Dyspnée aiguë du nourrisson– Les dyspnées d’origine périphérique sont les plus fréquentes, et témoignent d’un mécanisme d’adaptation à un dysfonctionnement de l’appareil respiratoire (pneumopathie, bronchospasme, corps étranger) ou de l’appareil circulatoire (insuffisance cardiaque, choc), à une demande accrue d’oxygène par les tissus (sepsis, effort), ou à un désordre métabolique (acidose).

– Cette adaptation s’accompagne souvent de signes de lutte (notamment d’un tirage qui traduit la mise en jeu des muscles respiratoires accessoires), et peut conduire à un épuisement.

– On assiste alors à une diminution des signes de lutte qui peut être trompeuse, et à l’apparition des signes d’insuffisance respiratoire qui nécessite une assistance ventilatoire.

– La survenue d’une insuffisance respiratoire est d’autant plus précoce et soudaine que l’enfant est jeune.

* Sur le plan sémiologique, la définition de la polypnée doit tenir compte de la variation physiologique du rythme respiratoire avec l’âge. Le tableau 1 indique les normes de fréquences respiratoire et cardiaque en fonction de l’âge. Rappelons que l’inspiration est normalement deux fois plus courte que l’expiration.

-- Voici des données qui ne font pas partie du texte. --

PR #643, opened 2022-02-01
feat: Boost Provider ERC20 to Native asset

skeremidchiev:

[LIQ-1051](https://linear.app/liquality/issue/LIQ-1051/liquality-boost-provider-swaps-from-erc20-to-native)


src/build.config.js
```diff
@@ -58,9 +58,18 @@ export default {
         agent:
           process.env.VUE_APP_AGENT_TESTNET_URL || 'https://liquality.io/swap-testnet-dev/agent'
       },
-      liqualityBoost: {
-        name: 'Liquality Boost',
-        type: SwapProviderType.LIQUALITYBOOST,
+      // Native to ERC20
+      liqualityBoost_type1: {
```
tima-t, line 62: name is in mixed case "liqualityBoost_type1".
Should be in  camel case for consistency. 
Also I don't really like the name liqualityBoost_type1  and type2 - we should brainstorm/ ask UX team.

Last but not least keep in mind that changing the name of existing liquidity providers will need backup compatibility support.

src/swaps/liquality/LiqualitySwapProvider.js
```diff
@@ -183,7 +183,7 @@ class LiqualitySwapProvider extends SwapProvider {
 
   updateOrder(order) {
     return axios({
-      url: this.config.agent + '/api/swap/order/' + order.id,
+      url: this.config.agent + '/api/swap/order/' + order.orderId,
```
tima-t, line 186: Is this fixing of old bug? 
If we create a boost provider in the perfect case we should not change the liquality provider, just use it as it is.
If it is needed then it is fine, but be careful for regressions.

src/swaps/liqualityboost/lbspERC20toNative/LbspERC20toNative.js
```diff
@@ -0,0 +1,345 @@
...
+        swap: swapAutomatedMarketMakerFormat
+      })
+    }
+
+    if (!updates) return
+
+    return {
+      ...updates,
+      // reset from and to assets and values
+      from: swap.from,
```
tima-t, line 225: If you reset the from value isn't this resulting in showing wrong information in the timeline view. At the worst case we should keep the from value in some separate property I believe and handle it in the timeline view. 

E.g when you start a swap from sovryn -> eth , if you come to this step where you already exchanged sovryn to rbtc it will update the from value and in timeline diagram you will see that your swap is from rbtc -> eth, but user is swapping sov -> eth. I am not sure if I am correct but you should check this in the timeline view

src/swaps/liqualityboost/lbspERC20toNative/LbspERC20toNative.js
```diff
@@ -0,0 +1,345 @@
...
+      fromAmount: swap.fromAmount,
+      to: swap.to,
+      // keep `toAmount` (from updates object) only in case swap transitioned from AMM to LSP
+      toAmount: updates.status === 'INITIATED' ? updates.toAmount : swap.toAmount
```
tima-t, line 229: same as the above comment, regarding the returned properties as they are also use in timeline diagram if I am not mistaken

src/swaps/liquality/LiqualitySwapProvider.js
skeremidchiev: It's not a bug. It's the only way to make things work with minimal changes (that came to my mind).
`orderId` and `id` are the same thing. But in case of swapping from erc20 to native we need to keep the same `id` between bot swaps (the one over AMM and over LSP). Otherwise wallet cant pull the correct swap data from storage.

src/swaps/liqualityboost/lbspERC20toNative/LbspERC20toNative.js
skeremidchiev: No. It's quite the opposite. All 'initial' data is kept in 'swap' objet completely intact. In the start of `performNextSwapAction` method the two objects `swapLiqualityFormat` and  `swapAutomatedMarketMakerFormat` format the data so it will be suitable for the AMM or LSP. At the end of the method data is again formatted in a way that could be correctly shown in time line.

src/swaps/liqualityboost/lbspERC20toNative/LbspERC20toNative.js
skeremidchiev: This a specific case in which swap transitions from AMM to LSP. In this case due to slippage the `toAmount` seems to go a little bit lower. That's why the new value is kept.

src/build.config.js
skeremidchiev: Fixed. Liquality boost in included in `mapLegacyProvidersToSupported`.

monokh (changes requested):

src/store/getters.js
```diff
@@ -45,7 +45,8 @@ const TESTNET_ASSETS = [
 }, {})
 
 const mapLegacyProvidersToSupported = {
-  oneinchV3: 'oneinchV4'
+  oneinchV3: 'oneinchV4',
```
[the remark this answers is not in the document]
skeremidchiev: This is simply mapping older versions to the new one.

Chez le petit nourrisson, la classique bradypnée expiratoire, que l’on observe en cas d’obstruction des voies aériennes, est le plus souvent remplacée par une polypnée superficielle.

Orientation diagnostique  et conduite à tenir :

Les symptômes associés à la dyspnée permettent de distinguer:

– les dyspnées obstructives (haute ou basse).

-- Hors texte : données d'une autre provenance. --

PR #665, opened 2022-02-10
fix: format-send-amount-on-permission-send-view

tima-t:
# :books:   LIQ-old-1068  :books:


tima-t:
PR closed in favour of new one against the current release candidate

– les dyspnées non obstructives.

– les dyspnées sine materia (hyperpnée ou oligopnée).

La figure A indique les signes cliniques des principales étiologies des dyspnées en fonction de cette classification.

L’analyse sémiologique rigoureuse permet d’évaluer la gravité afin de permettre la prise en charge symptomatique (installation de l’enfant, oxygénation, assistance ventilatoire), tout en réunissant les éléments nécessaires au diagnostic et au traitement étiologique.

CONDUITE À TENIR GENERALE :

Évaluation de la gravité :

Détresse respiratoire

* Elle est définie par la présence de signes de lutte.

* Chez le nouveau-né et le petit nourrisson, l’intensité en est évaluée par le score de Silverman. Cinq items (battement des ailes du nez, geignement expiratoire, tirage intercostal, balancement thoraco-abdominal, entonnoir sternal) sont cotés de 0 à 2.

* Chez le nourrisson plus grand, l’intensité de la dyspnée est évaluée sur l’importance du tirage. Le geignement expiratoire (ou grunting) peut être observé à cet âge, et constitue un signe de gravité.

* Le tirage peut disparaître si l’enfant s’épuise, ce qui peut faire croire à tort à l’amélioration clinique.

Insuffisance respiratoire

* Elle est définie par l’existence d’une hypoxie (avec ou sans hypercapnie).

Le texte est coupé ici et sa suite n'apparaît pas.